Stored data
PR #1484, opened 2026-07-13
perf(r2rml): prune star TriplesMap fan-out — all-members intersection + disjoint-class hint (PR-3)

aaj3f:
Roadmap PR-3 (`docs/audit/2026-07-virtual-dataset-perf/ROADMAP.md`): the F8 star over-scan. A same-subject star resolved TriplesMaps by its **base predicate alone**, so a typed dimension star sharing a common predicate (`edw:name`) fanned out to every name-bearing table — 6 loadTables + 6 scans for a 500-row single-table query, tripling cold latency on the most common query shape.

## The prunes (both behind `FLUREE_R2RML_STAR_TM_PRUNE`, default on)

**(a) All-members intersection.** Only TriplesMaps supplying *every* star predicate can produce a complete star row; resolution filters to that intersection. The load-bearing all-members-required assumption is pinned by test (OPTIONAL members never fuse into stars — verified + guarded).

**(b') Disjoint-class hint.** When the star's co-located class was *not* fused (class lives in a different TM) but `wildcard_class_fusion_is_safe` proves every non-class TM subject-template-**disjoint** from the class-declaring TMs, resolution prunes to the class TMs — the standalone class scan joined on subject would drop the pruned rows anyway. Resolution-only: `rdf:type` emission and materialization are untouched.

> **Design correction on the record:** the ROADMAP's original fix (b) — prune to class-declaring TMs whenever fusion is refused — was proven **unsound** under vertical partitioning (class triple and data POMs in different TMs sharing a subject template: pruning strips the TM that carries the bindings). Counterexample annotated in the ROADMAP; permanent regression test `class_prune_hint_refused_under_vertical_partition`. The (b') formulation reuses the existing template-disjointness predicate rather than new machinery.

**Crawl-side fan-out: no work needed** — already class-constrained since `81b0ec601` (#1450); residual 429 backoff remains roadmap PR-8.

## Live results (SF01, 16-core host)

| measure | before | after |
|---|---|---|
| q001 loadTable / scan_table spans | 6 / 7 | **1 / 2** |
| q001 cold wall | 14.18s | **2.94s (4.8×)** |
| switch off | — | 6 loadTables / 14.18s faithfully reproduced |

q022/q054 sentinels hash-OK; native corpus 55 queries, **0 hash mismatches**.

## q002/q042 mismatch: pre-existing, filed as F9

Both mismatch identically with the switch **on and off** ⇒ not this PR. Root cause (head-row diff): native compacts predicate/type IRIs to CURIEs (`edw:name`), virtual emits full IRIs — all values byte-identical after namespace folding. Unmasked by PR-0's row-count fix. Filed as **F9** in the findings register with the which-side-conforms product decision escalated (SPARQL 1.1 results-JSON favors full IRIs, but changing native output affects existing users). No harness masking — they stay honestly red until decided.

## Gates

query suite 1200/1200 (6 new tests: intersection prune, class-hint prune, vertical-partition refusal, optional-member guard, switch-off fan-out, disjointness edge); api all bins green; native 0 hash mismatches; live table above.

Stacks on #1482 (PR-2) ← #1478 (PR-1) ← #1476 (PR-0) ← #1475 ← #1450.

## Review follow-ups (7b216843c)

- **fmt gate (blocking):** cleared — `cargo fmt --all -- --check` green at HEAD via the per-PR rustfmt commits (`12102a075` + inherited stack passes).
- **F10 filed (review optional 1):** the pre-existing split-member star-*formation* gap (same-subject members split across template-sharing TMs ⇒ zero star rows; the data-data analog of the (b') counterexample) is now a registered residual — `04-findings-register.md` F10 + ROADMAP §PR-3 residual note + cross-refs at `tm_passes_star_prune` and the rewrite star-fusion loop. Future fix in the rewrite (refuse to fuse when no TM covers all members); preserved, not caused, by fix (a).
- **Switch-family helper (review optional 2):** all five `fluree-db-query` R2RML switches now route through one `env_switch_enabled` helper with a single falsy spelling set (`0/false/off/no`); the `fluree-db-api` crawl helper and `fluree-db-iceberg` footer switch already mirror it (cross-referenced — no common crate to share the symbol). The #1482 OnceLock-idiom aside had already landed in `0590613a7`.


aaj3f:
Consolidating at maintainer request. #1484 (PR-3 — the star `TriplesMap` fan-out prune) is carried forward in #1507 (the R2RML/Iceberg virtual-dataset performance program), which brings the #1475–#1507 lineage forward as a single reviewable unit. Its verification of record is the program's corpus benchmark, published as [C2-bench-wave1.md](https://github.com/fluree/db/blob/docs/virtual-dataset-audit-2026-07/C2-bench-wave1.md) (native == virtual, 0 hash mismatches). The pre-consolidation branch tip is preserved at tag `archive/pre-refactor-2026-07-21/perf_r2rml-pr3-star-overscan` — no history was rewritten. Closing in favor of #1507; discussion continues there.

# What you should do
The response should be an exact repeat of the data above.

# Answer to this problem
PR #1484, opened 2026-07-13
perf(r2rml): prune star TriplesMap fan-out — all-members intersection + disjoint-class hint (PR-3)

aaj3f:
Roadmap PR-3 (`docs/audit/2026-07-virtual-dataset-perf/ROADMAP.md`): the F8 star over-scan. A same-subject star resolved TriplesMaps by its **base predicate alone**, so a typed dimension star sharing a common predicate (`edw:name`) fanned out to every name-bearing table — 6 loadTables + 6 scans for a 500-row single-table query, tripling cold latency on the most common query shape.

## The prunes (both behind `FLUREE_R2RML_STAR_TM_PRUNE`, default on)

**(a) All-members intersection.** Only TriplesMaps supplying *every* star predicate can produce a complete star row; resolution filters to that intersection. The load-bearing all-members-required assumption is pinned by test (OPTIONAL members never fuse into stars — verified + guarded).

**(b') Disjoint-class hint.** When the star's co-located class was *not* fused (class lives in a different TM) but `wildcard_class_fusion_is_safe` proves every non-class TM subject-template-**disjoint** from the class-declaring TMs, resolution prunes to the class TMs — the standalone class scan joined on subject would drop the pruned rows anyway. Resolution-only: `rdf:type` emission and materialization are untouched.

> **Design correction on the record:** the ROADMAP's original fix (b) — prune to class-declaring TMs whenever fusion is refused — was proven **unsound** under vertical partitioning (class triple and data POMs in different TMs sharing a subject template: pruning strips the TM that carries the bindings). Counterexample annotated in the ROADMAP; permanent regression test `class_prune_hint_refused_under_vertical_partition`. The (b') formulation reuses the existing template-disjointness predicate rather than new machinery.

**Crawl-side fan-out: no work needed** — already class-constrained since `81b0ec601` (#1450); residual 429 backoff remains roadmap PR-8.

## Live results (SF01, 16-core host)

| measure | before | after |
|---|---|---|
| q001 loadTable / scan_table spans | 6 / 7 | **1 / 2** |
| q001 cold wall | 14.18s | **2.94s (4.8×)** |
| switch off | — | 6 loadTables / 14.18s faithfully reproduced |

q022/q054 sentinels hash-OK; native corpus 55 queries, **0 hash mismatches**.

## q002/q042 mismatch: pre-existing, filed as F9

Both mismatch identically with the switch **on and off** ⇒ not this PR. Root cause (head-row diff): native compacts predicate/type IRIs to CURIEs (`edw:name`), virtual emits full IRIs — all values byte-identical after namespace folding. Unmasked by PR-0's row-count fix. Filed as **F9** in the findings register with the which-side-conforms product decision escalated (SPARQL 1.1 results-JSON favors full IRIs, but changing native output affects existing users). No harness masking — they stay honestly red until decided.

## Gates

query suite 1200/1200 (6 new tests: intersection prune, class-hint prune, vertical-partition refusal, optional-member guard, switch-off fan-out, disjointness edge); api all bins green; native 0 hash mismatches; live table above.

Stacks on #1482 (PR-2) ← #1478 (PR-1) ← #1476 (PR-0) ← #1475 ← #1450.

## Review follow-ups (7b216843c)

- **fmt gate (blocking):** cleared — `cargo fmt --all -- --check` green at HEAD via the per-PR rustfmt commits (`12102a075` + inherited stack passes).
- **F10 filed (review optional 1):** the pre-existing split-member star-*formation* gap (same-subject members split across template-sharing TMs ⇒ zero star rows; the data-data analog of the (b') counterexample) is now a registered residual — `04-findings-register.md` F10 + ROADMAP §PR-3 residual note + cross-refs at `tm_passes_star_prune` and the rewrite star-fusion loop. Future fix in the rewrite (refuse to fuse when no TM covers all members); preserved, not caused, by fix (a).
- **Switch-family helper (review optional 2):** all five `fluree-db-query` R2RML switches now route through one `env_switch_enabled` helper with a single falsy spelling set (`0/false/off/no`); the `fluree-db-api` crawl helper and `fluree-db-iceberg` footer switch already mirror it (cross-referenced — no common crate to share the symbol). The #1482 OnceLock-idiom aside had already landed in `0590613a7`.


aaj3f:
Consolidating at maintainer request. #1484 (PR-3 — the star `TriplesMap` fan-out prune) is carried forward in #1507 (the R2RML/Iceberg virtual-dataset performance program), which brings the #1475–#1507 lineage forward as a single reviewable unit. Its verification of record is the program's corpus benchmark, published as [C2-bench-wave1.md](https://github.com/fluree/db/blob/docs/virtual-dataset-audit-2026-07/C2-bench-wave1.md) (native == virtual, 0 hash mismatches). The pre-consolidation branch tip is preserved at tag `archive/pre-refactor-2026-07-21/perf_r2rml-pr3-star-overscan` — no history was rewritten. Closing in favor of #1507; discussion continues there.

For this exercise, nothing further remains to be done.